● **Activity**
Word for word, copy the line containing "updated: 2015-04-03" and each line after it in the records below, ending with the last line.

● **Supplied material**
PR #770, opened 2019-06-06
Add proxx

augbog:
proxx is a game unveiled at Google I/O which is a Minesweeper clone. It's available for all platforms including desktop and mobile.

A few things I wasn't entirely sure was for "framework", proxx actually allows you to specify different rendering whether it be with WebGL or canvas (see README in repo). I'm not sure if it makes sense to mention both but willing to fix anything if necessary.

### DIFF
--- a/games/p.yaml
+++ b/games/p.yaml
@@ -438,6 +438,22 @@
   updated: 2015-04-03
   url: http://quakeone.com/proquake/
 
+- name: proxx
+  development: complete
+  images:
+  - https://user-images.githubusercontent.com/234957/57080494-8caff680-6cea-11e9-8477-54ea0e1670e2.png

● **Expected output**
   updated: 2015-04-03
   url: http://quakeone.com/proquake/
 
+- name: proxx
+  development: complete
+  images:
+  - https://user-images.githubusercontent.com/234957/57080494-8caff680-6cea-11e9-8477-54ea0e1670e2.png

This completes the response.